* [DIRECTIONS] Among the entries, find the lines with the string "name" and copy them.

(Collection entries)
^^^^^^^^

PR #440, opened 2022-08-13
tests: Add perf tests on changing comms

Jongy:
I liked writing them because they helped me grasp the current state of affairs.

An unrelated change - we no longer delete the application docker images, it's a
waste of time.

### DIFF
--- a/tests/conftest.py
+++ b/tests/conftest.py
@@ -2,6 +2,7 @@
 # Copyright (c) Granulate. All rights reserved.
 # Licensed under the AGPL3 License. See LICENSE.md in the project root for license information.
 #
+import glob
 import os
 import stat
 import subprocess
@@ -81,6 +82,11 @@ def java_command_line(tmp_path: Path, java_args: List[str]) -> List[str]:
 
 @fixture
 def command_line(runtime: str, java_command_line: List[str]) -> List[str]:
+    # these do not have non-container application - so it will result in an error if the command
+    # line is used.
+    if runtime.startswith("native"):
+        return ["/bin/false"]
+
     return {
         "java": java_command_line,
         # note: here we run "python /path/to/lister.py" while in the container test we have
@@ -94,10 +100,6 @@ def command_line(runtime: str, java_command_line: List[str]) -> List[str]:
             "--interpreted-frames-native-stack",
             str(CONTAINERS_DIRECTORY / "nodejs/fibonacci.js"),
         ],
-        # these do not have non-container application - so it will result in an error if the command
-        # line is used.
-        "native_fp": ["/bin/false"],
-        "native_dwarf": ["/bin/false"],
     }[runtime]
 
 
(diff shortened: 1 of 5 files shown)


tests/test_perf.py
```diff
@@ -49,3 +54,97 @@ def test_perf(
...
+        collapsed = snapshot_pid_collapsed(profiler, application_pid)
+        assert not is_function_in_collapsed("oative;", collapsed)
+        assert is_function_in_collapsed("native;", collapsed)
+
+
+@pytest.mark.xfail(reason="https://github.com/Granulate/gprofiler/issues/431")
+@pytest.mark.parametrize("runtime", ["native_thread_comm"])
+@pytest.mark.parametrize("perf_mode", ["fp"])  # only fp is enough
+@pytest.mark.parametrize("in_container", [True])  # native app is built only for container
+def test_perf_thread_comm_is_process_comm(
```
Jongy, line 107: Hmm this ended up being the exact same test code :dumb: only different comments and parametrization. I'll merge somehow

tests/conftest.py
```diff
@@ -81,6 +82,11 @@ def java_command_line(tmp_path: Path, java_args: List[str]) -> List[str]:
 
 @fixture
 def command_line(runtime: str, java_command_line: List[str]) -> List[str]:
+    # these do not have non-container application - so it will result in an error if the command
+    # line is used.
+    if runtime.startswith("native"):
+        return ["/bin/false"]
+
```
michelhe, line 89: Looks like you are just piggybacking the `application`s family of fixture whilst you actually want a fixture of your own..

Jongy: You're right. I plan to address that later when I add tests for py-spy and PyPerf across the full matrix of (musl, python_version)

tests/test_perf.py
```diff
@@ -49,3 +55,101 @@ def test_perf(
...
+    """
+    with system_profiler as profiler:
+        # running perf & script now with --show-task-events would show:
+        #   pative 1925947 [010] 987095.272656: PERF_RECORD_COMM: pative:1925904/1925947
+        # our perf will prefer to use the exec comm, OR oldest comm available if exec
+        # one is not present; see logic in thread__exec_comm().
+
+        # first run - we get the changed name, because the app started before perf began recording.
+        # note that we still pick the process name and not thread name! (thread native is 'pative')
+        _assert_comm_in_profile(profiler, application_pid, False)
```
Jongy, line 140: Check also no `pative`

tests/test_perf.py
```diff
@@ -49,3 +55,101 @@ def test_perf(
...
+        #   native 1925904 [006] 987095.271786: PERF_RECORD_COMM exec: native:1925904/1925904
+        #   oative 1925904 [006] 987095.272430: PERF_RECORD_COMM: oative:1925904/1925904
+        #   oative 1925904 [006] 987095.272545: PERF_RECORD_FORK(1925904:1925947):(1925904:1925904)
+        #   pative 1925947 [010] 987095.272656: PERF_RECORD_COMM: pative:1925904/1925947
+        # we take the exec comm for all threads so we remain with the first, "native".
+
+        # this fails - because in thread__fork(), perf takes only the current comm of the forking thread
+        # and attaches it to the forked one. thus the exec comm (which is not current, but last) is lost.
+        # the fix can be to copy all comms in thread__fork().
+        _assert_comm_in_profile(profiler, application_pid, True)
```
Jongy, line 155: Check also no `pative`

tests/test_perf.py
```diff
@@ -49,3 +55,106 @@ def test_perf(
...
+    """
+    with system_profiler as profiler:
+        # first run - we get the changed name, because the app started before perf began recording.
+        _assert_comm_in_profile(profiler, application_pid, False)
+
+        # now, while perf is still running & recording, we restart the app
+        application_pid = _restart_app_container(application_docker_container)
+
+        # second run - we get the original name, because the app started after perf began recording.
+        _assert_comm_in_profile(profiler, application_pid, True)
```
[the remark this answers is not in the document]
Jongy: Nope. `snapshot` is - run gProfiler for a single session. Now for `perf` and `PyPerf` and `phpspy`, since they're continuous, if you:
```
snapshot()
xxx()
snapshot()
```
then it's racy because after `snapshot()` returns, they continue collecting samples until `xxx()` happens.

BUT here, we use `snapshot_pid_collapsed` to get the samples from a single PID, and we actually restart the app and switch to use the new PID. So nope, not racy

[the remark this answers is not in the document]
michelhe: Because all the invocations are under the same `with` - it appeared confusing. thx.

michelhe (approved):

^^^^^^^^

* [TASK RESPONSE]
+        # first run - we get the changed name, because the app started before perf began recording.
+        # note that we still pick the process name and not thread name! (thread native is 'pative')
+        # first run - we get the changed name, because the app started before perf began recording.
+        # second run - we get the original name, because the app started after perf began recording.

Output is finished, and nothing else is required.